You can install the development version from GitHub with:
# install.packages("devtools")
devtools::install_github("dmolitor/socR")
This is a basic example of how to use the package:
library(socR)
Using the built-in data set we can query the first three jobs and see how long it takes.

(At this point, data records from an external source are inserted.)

PR #2417, opened 2026-07-31
Single Source of Truth For Undo

Negabinary:
Every Update module carried two encodings of "should this action be undoable": the `historic` field each update returns via `Updated.return`/`return_quiet`, and a static `can_undo(action)` predicate mirroring the exact same delegation tree. Only `can_undo `was ever consulted — so the historic flags had silently rotted. 

I [Claude] ran a branch-by-branch audit of all ~30 modules (four parallel agents) comparing the two, then fixed `historic` to return the correct flag everywhere before deleting the tree.

### DIFF
--- a/src/web/view/CodeExerciseMode.re
+++ b/src/web/view/CodeExerciseMode.re
@@ -314,20 +314,14 @@ module Update = {
       (~settings: Settings.t, action: instructor, model: Model.t)
       : Updated.t(Model.t) =>
     if (settings.instructor_mode) {
-      instructor_update(action, model);
+      {
+        /* Instructor form edits are not undoable */
+        ...instructor_update(action, model),
+        historic: false,
+      };
     } else {
       Updated.return_quiet(model);
     };
-
-  let can_undo = (action: t) => {
-    switch (action) {
-    | Editor(_, action) => CellEditor.Update.can_undo(action)
-    | RefreshStatics => false
-    | ResetEditor(_) => true
-    | ResetExercise => true
-    | Instructor(_) => false
-    };
-  };
 
   let update =
       (~settings: Settings.t, ~schedule_action as _, action, model: Model.t)
--- a/src/web/view/CodeExerciseMode.re
+++ b/src/web/view/CodeExerciseMode.re
@@ -314,11 +314,7 @@ module Update = {
       (~settings: Settings.t, action: instructor, model: Model.t)
       : Updated.t(Model.t) =>
     if (settings.instructor_mode) {
-      {
-        /* Instructor form edits are not undoable */
-        ...instructor_update(action, model),
-        historic: false,
-      };
+      instructor_update(action, model);
     } else {
       Updated.return_quiet(model);
     };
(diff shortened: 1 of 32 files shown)


Negabinary:
Tests

Negabinary:
@SirQuackyy Cyrus mentioned you're working on some undo-related stuff; feel free to have a look and let me know if this interacts with your work.

Negabinary:
> Tests

I'm not sure I'm convinced tests are actually worth adding to this pr - I can't see what they'd add other than duplication

src/web/view/CodeExerciseMode.re
```diff
@@ -314,21 +314,15 @@ module Update = {
       (~settings: Settings.t, action: instructor, model: Model.t)
       : Updated.t(Model.t) =>
     if (settings.instructor_mode) {
-      instructor_update(action, model);
+      {
+        /* Instructor form edits are not undoable */
+        ...instructor_update(action, model),
+        historic: false,
+      };
```
7h3kk1d: but whyyy

src/web/view/DerivationExerciseMode.re
```diff
@@ -280,7 +270,11 @@ module Update = {
       (~settings: Settings.t, action: instructor, model: Model.t)
       : Updated.t(Model.t) =>
     if (settings.instructor_mode) {
-      instructor_update(action, model);
+      {
+        /* Instructor form edits are not undoable */
+        ...instructor_update(action, model),
+        historic: false,
+      };
```
7h3kk1d: also why

src/web/view/TheoremExerciseMode.re
```diff
@@ -188,7 +188,11 @@ module Update = {
       (~settings: Settings.t, action: instructor, model: Model.t)
       : Updated.t(Model.t) =>
     if (settings.instructor_mode) {
-      instructor_update(action, model);
+      {
+        /* Instructor form edits are not undoable */
+        ...instructor_update(action, model),
+        historic: false,
```
7h3kk1d: tres why

7h3kk1d (changes requested):
left questions on instructor mode but otherwise lgtm

src/web/view/CodeExerciseMode.re
Negabinary: "Because that preserves the behavior the app already had"

src/web/view/DerivationExerciseMode.re
Negabinary: why not

src/web/view/TheoremExerciseMode.re
Negabinary: mais whyever not

src/web/view/CodeExerciseMode.re
7h3kk1d: If the previous version of the app jumped off a bridge...

7h3kk1d (approved):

The first three job postings:
head(job_desc, 3)
#> # A tibble: 3 x 3
#> job_id title description
#> <dbl> <chr> <chr>
#> 1 140906257 deli clerk customer service polite prompt knowled~
#> 2 140974158 roll off truck driver class b cdl 3 000 bonus operate manual automa~
#> 3 140923731 field engineer 3 perform advanced trou~
Now, using SOCcer to return the top three SOC matches for each:
system.time({
jobs <- soccer(
job_title = job_desc$title[1:3],
job_desc = job_desc$description[1:3],
job_id = job_desc$job_id[1:3],
n_results = 3,
req_per_min = 12
)
})
#> user system elapsed
#> 0.05 0.06 11.00
Now we can view the top 3 results for each posting.
jobs
#> $problems
#> # A tibble: 0 x 0
#>
#> $valid
#> # A tibble: 9 x 4
#> job_id code label score
#> <dbl> <chr> <chr> <dbl>
#> 1 140906257 43-4051 Customer Service Representatives 0.202
#> 2 140906257 35-2021 Food Preparation Workers 0.107
#> 3 140906257 35-3021 Combined Food Preparation and Serving Workers, Incl~ 0.0601
#> 4 140974158 53-3032 Heavy and Tractor-Trailer Truck Drivers 0.969
#> 5 140974158 53-3011 Ambulance Drivers and Attendants, Except Emergency ~ 0.00305
#> 6 140974158 55-3014 Artillery and Missile Crew Members 0.00101
#> 7 140923731 43-9061 Office Clerks, General 0.0196
#> 8 140923731 17-2112 Industrial Engineers 0.00550
#> 9 140923731 17-2171 Petroleum Engineers 0.00550
The API responses are stored locally in a persistent cache to keep duplicate queries from hitting the API. As we can see, re-running the function returns cached results and finishes almost immediately.
system.time({
jobs <- soccer(
job_title = job_desc$title[1:3],
job_desc = job_desc$description[1:3],
job_id = job_desc$job_id[1:3],
n_results = 3,
req_per_min = 30
)
})
#> user system elapsed
#> 0.00 0.02 0.01
Daniel Russ, one of the creators of the SOCcer tool, has a similar package available here. This is the source of truth for the API query formatting, as there is no documentation currently.